Originally posted on Facebook, June 2, 2014
Like many of her generation, my mother struggled to overcome the many challenges that intelligent girls face when their lives start with low educational expectations. She was the first student admitted to St F.X. University as a “mature student”, meaning someone who didn’t have the formal qualifications to be there, but had life experience and ability that compensated. She had to prove herself first by acing a course, back in the late 60s. She studied part-time for years, and finally graduated with a B.S.W. from Dal in 1982. A very proud achievement.
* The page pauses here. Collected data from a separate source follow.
PR #288, opened 2026-06-08
fix(ADR-008): remove wrapper timeout caps, daemon passthrough, kill-on-drop guard

### LINKED ISSUE #126: Test Infrastructure Cleanup — Shared Utils & Module Organization
## Summary

Test code across the repository has accumulated duplication and size issues that should be addressed to improve maintainability.

### P1: Extract Shared Test Utils Module

**Status**: PRE-EXISTING  
**Impact**: MEDIUM  
**Files Affected**: 26+ test modules

The `load_fixture()` function and `make_output()` helpers are copy-pasted into every `mod tests` block. Each copy differs only in the fixture subdirectory path.

**Current pattern:**
```rust
#[cfg(test)]
mod tests {
    use super::*;
    
    fn load_fixture(name: &str) -> String {
        let path = format!("tests/fixtures/cmd/file/{}", name);
        std::fs::read_to_string(path).unwrap()
    }
    
    fn make_output(input: &str) -> String {
        // ... logic that is identical across modules
    }
}
```

This pattern appears in all of:
- `crates/rskim/src/cmd/file/*.rs` (find, grep, ls, rg, tree)
- `crates/rskim/src/cmd/infra/*.rs` (aws, curl, gh, wget)
- `crates/rskim/src/cmd/log.rs`
- Any future cmd modules

**Proposed solution:**

Create `crates/rskim/src/cmd/test_utils.rs`:
```rust
#[cfg(test)]
pub mod test_utils {
    /// Load fixture file from cmd subdir
    /// 
    /// # Example
    /// ```
    /// load_fixture("file/grep", "basic.txt") 
    ///   -> tests/fixtures/cmd/file/grep/basic.txt
    /// ```
    pub fn load_fixture(subdir: &str, name: &str) -> String {
        let path = format!("tests/fixtures/cmd/{}/{}", subdir, name);
        std::fs::read_to_string(path).unwrap()
    }
    
    pub fn make_output(input: &str) -> String {
        // Implementation shared by all modules
    }
}
```

Then each test module becomes:
```rust
#[cfg(test)]
mod tests {
    use super::*;
    use crate::cmd::test_utils::{load_fixture, make_output};
    
    #[test]
    fn test_example() {
        let fixture = load_fixture("file/grep", "basic.txt");
        // ...
    }
}
```

### P2: Standardize `make_output` Signatures

**Status**: BLOCKED_ON P1  
**Impact**: LOW  
**Files Affected**: file/grep.rs, file/find.rs, infra/*.rs

Three different `make_output` signatures exist across modules. Once P1 extracts the shared module, standardize on a single signature that handles all cases.

**Current variations:**
- `fn make_output(input: &str) -> String`
- `fn make_output(input: &str, args: &[&str]) -> String`
- `fn make_output(input: &str, mode: OutputMode) -> String`

### P3: Split `log.rs` Test Module

**Status**: PRE-EXISTING  
**Impact**: LOW  
**File**: crates/rskim/src/cmd/log.rs:470-869

The `mod tests` block in `log.rs` spans ~400 lines with 26 test functions. While each individual test is well-scoped and the production code is clean, grouping tests into sub-modules would improve navigability.

**Proposed structure:**
```rust
#[cfg(test)]
mod tests {
    use super::*;
    use crate::cmd::test_utils::load_fixture;
    
    mod json_tests {
        use super::*;
        
        #[test]
        fn test_json_output_basic() { /* ... */ }
    }
    
    mod regex_tests {
        use super::*;
        
        #[test]
        fn test_regex_pattern_matching() { /* ... */ }
    }
    
    mod edge_case_tests {
        use super::*;
        
        #[test]
        fn test_dedup_empty_input() { /* ... */ }
    }
}
```

## Priority & Sequencing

There was a request for more information:
Her rural PEI school just went to Gr. 10, which was good enough as far as her father was concerned, I think. After that, she went to business school in Charlottetown, which meant learning secretarial skills, and did very well. She had some kind of offer to go to Holland College (now UPEI), but didn’t have the self-confidence to take it up. She worked at various clerical jobs; didn’t like being a secretary, though I benefited because she taught me to type with all my fingers. I think her first course at St FX was English Lit. I remembering hearing a lot about Beowulf and other characters. She was raising 4 kids so had to go slow. We moved to Sydney in 1973, and was part of women’s groups when it was still pretty new, in the days when Rita MacNeil sang at little coffeehouses. She took Social Work because Dal set up an extension program in Sydney; there were limited choices of field of study available there, and very limited jobs in Cape Breton – short term contracts on minimum wage given to insiders. She would have been happier doing something like interior design, but would have had to live elsewhere. Her homes, gardens and personal style have been her artforms. She decorated and sold 3 houses in the very depressed Sydney market, which is an achievement in itself. After Charles retired and they moved to Mahone Bay, they operated a B&B for a number of years, which employed more of her skills.
Joanne Purchase-Renaud wrote:
My father always had a fondness and admiration for her. He described her as a “forward thinker” and “a woman before her time.” He loved their conversations.
Marrying Charles Douglas Maginley in 1982 in Sydney, covered in confetti.